📘

Understanding the [GFF] syntax

The [GFF] stanza uses a meta-syntax to set options for gff parser. This method of configuration maintains a lot of flexibility in the variations of .gff file that can be processed, and is particularly useful for Repairing gff, but may appear slightly intimidating at first.

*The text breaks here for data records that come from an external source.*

PR #493, opened 2026-08-10
Fix Round 20: EFO abbreviation lookups return the wrong disease; openFDA fallback results look like exact matches

gasvn:
Round 20 of the test-harness. Two independent data-quality fixes, both reproduced live against the real APIs before and after the change.

## 1. EFO abbreviation lookups return the wrong disease (`efo_tool.py`)

OLS4 ranks search hits on the full indexed text — including a term's free-text description — not just the term's own name. For an abbreviation, the real disease term loses to whatever unrelated term happens to mention the abbreviation in prose.

Reproduced directly against the OLS4 API:

```
GET /ols4/api/search?ontology=efo&q=PCOS&rows=1
  -> EFO_0005187  "C-peptide measurement"     (mentions PCOS only in its description)

rows=10 shows the term that should have won:
  -> MONDO_0008487 "polycystic ovary syndrome" (exact_synonyms includes "PCOS")
```

`EFOTool` passes `rows` straight through, so the default `rows=1` never even fetched the correct term. A confidently wrong EFO ID is worse than a lookup failure here: callers treat the ID as authoritative and chain further lookups onto it.

The fix fetches enough candidates to see past a mis-ranked top hit, then prefers any candidate whose own `label` or `exact_synonyms` matches the query exactly, falling back to OLS's own ordering otherwise.

## 2. openFDA fallback results look identical to exact matches (`openfda_tool.py`)

`search_openfda` has three fallback stages — broadened term-based match in the same fields, full label-text match, and closest-spelling match — plus a label-section substitution. Each weakens the match in a different way, but every one of them returned a payload shaped exactly like an exact hit. `used_generic_fallback` was tracked internally and never surfaced.

The practical consequence: a query that names no product at all still returns rows, and the caller has nothing to distinguish "this is the drug you asked for" from "this is the nearest thing we could find".

Each stage now attaches a `note` describing what was actually matched.

## Verification

CLI, against live APIs:

| Call | Result |
| --- | --- |
| `OSL_get_efo_id_by_disease_name {"disease":"PCOS"}` | `MONDO_0008487` polycystic ovary syndrome (was `EFO_0005187` C-peptide measurement) |
| `OSL_get_efo_id_by_disease_name {"disease":"asthma"}` | `MONDO_0004979` asthma — unchanged |
| `OSL_get_efo_id_by_disease_name {"disease":"breast carcinoma","rows":3}` | 3 ordered hits — unchanged |
| `FDA_get_active_ingredient_info_by_drug_name {"drug_name":"aspirn"}` | section-substitution note: `active_ingredient` absent, served from `spl_product_data_elements` |
| `..."magnesium stearate tablet"` | label-text broadening note |
| `..."ibuprofin"` | closest-spelling note naming `IBUPROFEN` |
| `..."EDTA"` | no note — matches at the primary stage, correctly unannotated |

Also checked:

- `tests/unit/test_openfda_field_value_projection.py`, `test_confidently_wrong_answers_r6.py`, `test_gap_efo_descendants.py` — 55 passed.
- No `return_schema` on any FDA/OpenFDA tool sets `additionalProperties: false`, so the added `note` key does not break envelope validation.

## Notes

This branch was originally produced by a session that was interrupted before it could verify or ship the work; the commit was preserved unverified. Everything above is verification done after the fact, and one code comment was corrected — the original cited an "EDTA" example that does not actually reproduce (that query matches at the primary stage), replaced with a case that does.

### DIFF
--- a/src/tooluniverse/efo_tool.py
+++ b/src/tooluniverse/efo_tool.py
@@ -29,7 +29,20 @@ class EFOTool(BaseTool):
         return self._search(disease, rows)
 
     def _search(self, disease, rows):
-        params = {"ontology": "efo", "q": disease, "rows": rows}
+        # Fix-20B-2: OLS4's default relevance ranking scores hits on the full
+        # indexed text (including free-text descriptions), not just the
+        # term's own name. For an abbreviation like "PCOS" this put a term
+        # whose *description* merely mentions "PCOS" in passing (EFO_0005187
+        # "C-peptide measurement") ahead of the actual term for the disease
+        # (MONDO_0008487 "polycystic ovary syndrome", which lists "PCOS" as
+        # an exact_synonym) -- confirmed live against the OLS4 API. Silently
+        # returning the wrong disease's EFO ID is worse than a fetch failure,
+        # since callers treat it as authoritative and chain further lookups
+        # on it. Always fetch enough candidates to see past a mis-ranked top
+        # hit, then prefer any candidate whose own label/exact_synonym is a
+        # case-insensitive exact match to the query over the raw OLS order.
+        fetch_rows = max(rows, 10)
+        params = {"ontology": "efo", "q": disease, "rows": fetch_rows}
         try:
             response = requests.get(self.base_url, params=params, timeout=20)
             response.raise_for_status()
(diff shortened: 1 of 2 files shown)


gasvn:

If you are unsure how to relate this to your .gff file after reading this documentation then a good place to start is by just using the same settings as the example below. Setting fewer EXPECTATIONS for "clean" .gff will save a little processing time but for most files, these settings will not cause any problems. If your .gff has characteristics that need more conditions then running the script in Step 2.3: Prepare the gff file for import should give informative error messages that can be compared to the examples (try pasting the error/warning into the search box) to show you what to do.

[GFF]
  ;  SPLIT = [ ##FASTA GFF CONTIG ]
  SORT = 1
  CHUNK = [ change region ]
  ;  CHUNK = [ separator		### ]
  CONDITION1 = [ MULTILINE   CDS ]
  CONDITION1a = [ MULTILINE  five_prime_UTR ]
  CONDITION1b = [ MULTILINE  three_prime_UTR ]
  CONDITION2 = [ EXPECTATION cds	 hasSister exon force ]
  CONDITION3 = [ EXPECTATION cds	 hasParent mrna force ];
  CONDITION4 = [ EXPECTATION exon	 hasParent mrna force ];
  CONDITION4a = [ EXPECTATION five_prime_UTR hasParent mrna force ];
  CONDITION4b = [ EXPECTATION three_prime_UTR  hasParent mrna force ];
  CONDITION5 = [ EXPECTATION mrna	 hasParent gene force ];
  CONDITION10 = [ EXPECTATION cds|exon|mrna|three_prime_UTR|five_prime_UTR|gene <=[_start,_end] SELF warn ];
  • For files with fasta sequence included at the end, SPLIT will split the gff file on the specified keyword (##FASTA) and assign the resulting subfiles to the [FILES] handles GFF and CONTIG
  • SORT is a flag to determine whether the file should be sorted prior to processing. This is a basic sort which will result in each sequence region forming a block in the sorted file, allowing the file to be processed in chunks for much faster performance.
  • CHUNK causes the file to be processed in independent chunks, which is much more efficient than reading the entire file into memory, particularly if there are a large number of validation steps.
    • for sorted files, specifying change region will split the file into a separate chunk for each sequence region.
    • alternatively, for files with additional formatting rows, the file may be split on specific separators
  • Most other keys (e.g. CONDITION1) can have any name and will be used to set validation conditions.
    • Each feature in a .gff file should have a unique ID. Specifying MULTILINE allows individual CDS features, for example to be defined across multiple lines.
    • EXPECTATIONs can be set for individual feature types (or pipe-separated sets of feature types) and may be of type hasParent <type> (feature has a parent feature of the named type) or hasSister <type> (feature shares a parent with a feature of the named type at overlapping coordinates), or one of a set of comparison operators <, <=, ==, >=, >``.
    • For each expectation, the behaviour of the validator can be set to ignore, warn, find a matching feature, make a matching feature, force (find followed by make), or die.